Problem description:
Copy out each line featuring the string "shortened" from the entries beneath.

The data:
PR #3349, opened 2023-09-04
Updating sui contract address

barnjamin:
submitting this change to the SDK: https://github.com/wormhole-foundation/xdapp-book/pull/149


sebastianscatularo (approved):

kev1n-peters:
I don't think we want to make this change. `0xc57508ee0d4595e5a8728974a4a93a787d38f339757230d441e895422c07aba9` is the Sui object ID of the token bridge state module whereas `0xccceeb29348f71bdd22ffef43a2a19c1f5b5e17c5cca5411529120182672ade5` is the token bridge emitter address (the key insight is that for Sui the "contract address" and emitter address are different

PR #3350, opened 2023-09-05
Node/Gateway: Relay attestations

bruce-riley:
This PR adds the ability for the gateway relayer to forward attestation VAAs to the token bridge contract on Gateway / Wormchain.

### DIFF
--- a/node/pkg/gwrelayer/gwrelayer.go
+++ b/node/pkg/gwrelayer/gwrelayer.go
@@ -13,6 +13,7 @@ import (
 
 	"github.com/certusone/wormhole/node/pkg/common"
 	"github.com/certusone/wormhole/node/pkg/supervisor"
+	"github.com/wormhole-foundation/wormhole/sdk"
 	"github.com/wormhole-foundation/wormhole/sdk/vaa"
 
 	wasmdtypes "github.com/CosmWasm/wasmd/x/wasm/types"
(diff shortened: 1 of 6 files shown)


node/pkg/gwrelayer/gwrelayer.go
```diff
@@ -171,15 +267,32 @@ func shouldPublish(payload []byte, targetChain vaa.ChainID, targetAddress vaa.Ad
...
+func shouldPublishToTokenBridge(tokenBridges tokenBridgeMap, v *vaa.VAA) bool {
+	if _, exists := tokenBridges[tokenBridgeKey{emitterChainId: v.EmitterChain, emitterAddr: v.EmitterAddress}]; !exists {
+		return false
+	}
+
+	if len(v.Payload) == 0 {
+		return false
+	}
+
+	if v.Payload[0] != 2 {
```
nik-suri, line 280: Is there a const we can use here for VAA payload type instead of using `2` as a magic number?

bruce-riley: I am not aware of them being defined anywhere. I added a comment though.

node/pkg/gwrelayer/gwrelayer.go
```diff
@@ -171,15 +267,33 @@ func shouldPublish(payload []byte, targetChain vaa.ChainID, targetAddress vaa.Ad
...
+func shouldPublishToTokenBridge(tokenBridges tokenBridgeMap, v *vaa.VAA) bool {
+	if _, exists := tokenBridges[tokenBridgeKey{emitterChainId: v.EmitterChain, emitterAddr: v.EmitterAddress}]; !exists {
+		return false
+	}
+
+	if len(v.Payload) == 0 {
+		return false
+	}
+
+	// We only forward attestations (type two).
```
nik-suri, line 280: type two covers simple (non-payload3) token bridge messages as well, right?

Should we lock this down further to **only** forward attestations? I actually think it's okay to also forward non-payload3 messages, since people may accidentally initiate transfers directly to Gateway. cc @evan-gray

bruce-riley: No, type two is only attestations:

https://github.com/wormhole-foundation/wormhole/blob/main/whitepapers/0003_token_bridge.md?plain=1#L185

evan-gray (approved):
reviewed non-node code

panoel (approved):

nik-suri (approved):

PR #3352, opened 2023-09-05
AutoRelayer: Simplify executeInstruction to internal call

JoeHowarth:


ethereum/contracts/relayer/wormholeRelayer/WormholeRelayerDelivery.sol
```diff
@@ -368,16 +322,16 @@ abstract contract WormholeRelayerDelivery is WormholeRelayerBase, IWormholeRelay
             Gas postGas = Gas.wrap(gasleft());
 
             unchecked {
-                gasUsed = (preGas - postGas).min(gasLimit);
+                results.gasUsed = (preGas - postGas).min(gasLimit);
             }
         }
```
derpy-duck, line 327: does the above block need to be seperated out (with a '{ }') - maybe it was there for a stack too deep that no longer exists? (i'm referencing the block from line 298 to 327)

derpy-duck (approved):

PR #3356, opened 2023-09-05
Ccq/p2p with single host

bruce-riley:
This PR attempts to switch CCQ to use the same host / bootstrap parameters as regular gossip, but different pub/sub channels.

To test this:
- Bring up tilt with `tilt up -- --manual` (Filter for ccq in the guardian and you should see the ccq server initialializing.)
- Run the test by cd'ing to node/hack/query and doing `kubectl --namespace=wormhole exec -it spy-0 -- sh -c "cd node/hack/query/ && go run send_req.go"`.

You should see the request being received in the guardian and the response being published by the guardian. However, the test will hang waiting on the response (last message in stdout is "Waiting for message").

### DIFF
--- a/node/pkg/p2p/ccq_p2p.go
+++ b/node/pkg/p2p/ccq_p2p.go
@@ -16,16 +16,10 @@ import (
 
 	gossipv1 "github.com/certusone/wormhole/node/pkg/proto/gossip/v1"
 
-	"github.com/libp2p/go-libp2p"
-	dht "github.com/libp2p/go-libp2p-kad-dht"
 	pubsub "github.com/libp2p/go-libp2p-pubsub"
 	"github.com/libp2p/go-libp2p/core/crypto"
 	"github.com/libp2p/go-libp2p/core/host"
 	"github.com/libp2p/go-libp2p/core/peer"
-	"github.com/libp2p/go-libp2p/core/protocol"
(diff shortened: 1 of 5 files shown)


node/pkg/p2p/ccq_p2p.go
```diff
@@ -73,67 +65,23 @@ func newCcqRunP2p(
...
-				dht.BootstrapPeers(bootstrappers...),
-			)
-			return idht, err
-		}),
-	)
-
-	if err != nil {
-		return fmt.Errorf("failed to create p2p: %w", err)
+	if h == nil {
+		return fmt.Errorf("h is not initialized")
```
SEJeff, line 77: Can this be a more descriptive error? Preferably one that doesn't require reading the source and finding the definition of `h` in the function arg spec?

SEJeff (commented):
Some comments before you split this all out. I'd love to see more tests for the business logic, but this is great.

External facing services should ideally have:
* Unit test coverage of the positive and negative code paths
* Metrics for rpcs, errors, etc
* Logging of requests (middleware for the webserver).

SEJeff (commented):
These comments are ones I made several days ago, but forgot to submit. I'm going to submit them now and then try to reproduce your issue.

PR #3359, opened 2023-09-06
Client/js: Simplify edit-vaa command

bruce-riley:
This PR changes the `worm edit-vaa` command so that you can tell it to look up the signatures on wormscan without specifying the complete URL.

Instead of doing:

`worm edit-vaa -n mainnet --vaa $VAA --wormscanurl https://api.wormscan.io/api/v1/observations/1/0000000000000000000000000000000000000000000000000000000000000004/651169458827220885`

you can just do:

`worm edit-vaa -n mainnet --vaa $VAA --wormscan`

and it will use the sequence number from the VAA bytes to generate the URL. The old command is still supported.

### DIFF
--- a/clients/js/README.md
+++ b/clients/js/README.md
@@ -94,8 +94,8 @@ Options:
       --signatures, --sigs         comma separated list of signatures   [string]
       --wormscanurl, --wsu         url to wormscan entry for the vaa that
                                    includes signatures                  [string]
-      --wormscanfile, --wsf        json file containing wormscan entry for the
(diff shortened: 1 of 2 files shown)


evan-gray (changes requested):
Nice, but can this take chain and emitter from the bytes too? 🙏

kcsongor (approved):

evan-gray (approved):

kev1n-peters (approved):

Answer box:
(diff shortened: 1 of 6 files shown)
(diff shortened: 1 of 5 files shown)
(diff shortened: 1 of 2 files shown)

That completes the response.